Nigéria - La secte islamiste qui terrorise le pays. L'organisation Boko Haram ("l'éducation occidentale est un péché") s'est rendue coupable de la mort d'au moins 430 personnes depuis le début de l'année 2012, dans le pays le plus peuplé d'Afrique. Spécialisés dans les attentats anti-chrétiens et anti-gouvernementaux dans le nord du pays, à majorité musulmane, les islamistes frappent lors de dates symboliques. Cela a été le cas le jour de Noël, où une attaque à la bombe contre une église a fait 44 morts, ou encore à Pâques, où trois attaques ont fait au total 45 victimes. L'organisation terroriste, qui réclame l'instauration de la charia dans l'ensemble du pays, et donc un État islamiste, se venge également de la répression extrêmement brutale menée par l'armée en juillet 2009 - où plusieurs centaines de membres de la secte ont perdu la vie - et qui a forcé ses cadres à se réfugier à l'étranger, où ils ont été récupérés par une mouvance djihadiste internationale. Ainsi, Boko Haram est suspecté d'entretenir des liens avec al-Qaida au Maghreb islamique (Aqmi), dont ils ont épousé le mode opératoire, en menant des attentats-suicides.
Philippe Hugon : Créé après le 11 septembre 2001, Boko Haram, qui se réfère aux talibans, a toujours préconisé la lutte contre les chrétiens et l'Occident. La secte s'est fortement renforcée dernièrement : tout d'abord au Nigéria dans une situation de répression très violente de l'armée nigériane, qui attire dans les filets des islamistes beaucoup de jeunes désoeuvrés, mais aussi à l'étranger.
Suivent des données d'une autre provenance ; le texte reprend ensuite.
PR #527, opened 2026-06-30
Support JSON Schema const types in Kafka Connect converter

shakhihali:
## Description

Adds support for JSON Schema `const` types to the Kafka Connect JSON Schema
converter. Reported via customer feedback: the Kafka Connect translation failed
on schemas using `const`.

## Problem

On `master`, any `const` schema fails immediately with:

```
org.apache.kafka.connect.errors.DataException:
    Unsupported schema type org.everit.json.schema.ConstSchema
```

## Approach (reworked per review feedback)

A `const` restricts a value to a single permitted value, which per draft-06+ may
be **any** JSON value — scalar, object, or array. everit exposes it as a
`ConstSchema` whose `getPermittedValue()` returns the value with its natural Java
type (`String`, `Integer`, `Boolean`, `Map`, `List`, ...).

The converter now handles `ConstSchema` in `JsonSchemaToConnectSchemaConverter`
by **recursively inferring** a Connect schema from the shape of the permitted
value:

- scalar → matching Connect type (`STRING`, `INT64`, `FLOAT64`, `BOOLEAN`)
- object (`Map`) → `STRUCT`, recursing per field (fields sorted for deterministic order)
- array (`Collection`) → `ARRAY` with a homogeneous element type, recursing on the element

Because value deserialization is driven by the Connect schema type, routing
through the normal type machinery means both schema translation **and** value
deserialization work for objects and arrays — not just scalars.

Ambiguous cases that cannot map to a Connect schema fail fast with a clear,
specific message instead of a misleading downstream error:

- empty `const` array (no element type to infer)
- heterogeneous `const` array (Connect `ARRAY` requires a single element type)
- `null` const value / `null` object-field value (no inferable type)

### Scope / honest limitation

This preserves the **type** of the const value so data flows through correctly.
It does **not** enforce the const **constraint** (that the value must equal the
permitted value), and the constraint is not round-tripped back to `const` — Connect's
schema model has no equality constraint. This is consistent with how the converter
already treats other JSON Schema validation keywords (`pattern`, `minimum`,
`format`, ...): the type is kept, the constraint is dropped.

## What changed since the first version of this PR

The initial version mapped `const` in `TypeConverterFactory` using only the
scalar Java type, which (correctly flagged in review) mis-typed object/array
consts as `STRING` and produced a confusing downstream
`Invalid null value for required STRING field` — strictly worse than master's
clear "unsupported" error. That approach has been fully reverted; `const` is now
handled at the schema-construction layer with recursive inference, and the
object/array cases are covered by tests.

## Testing

Added tests in `ToConnectTest` covering each shape and the fail-fast cases:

Boko Haram possède des ramifications en Somalie avec les islamistes al-Shabab, mais aussi dans certains pays comme le Tchad, le nord du Cameroun, et même le nord du Mali, où ses membres ont été aperçus après la percée des Touareg. Ainsi, la secte aurait peut-être des liens avec Aqmi. Il n'existe néanmoins pas de risque de partition du Nigéria. Les ressources pétrolières du pays demeurant au Sud, à majorité chrétienne, il n'y a aucune volonté du Nord de devenir indépendant. De toute façon, le discours extrémiste de Boko Haram ne séduit pas les populations.
* Philippe Hugon, directeur de recherche à l'Institut des relations internationales et stratégiques (Iris), auteur du Géopolitique de l'Afrique (Éditions Sedes).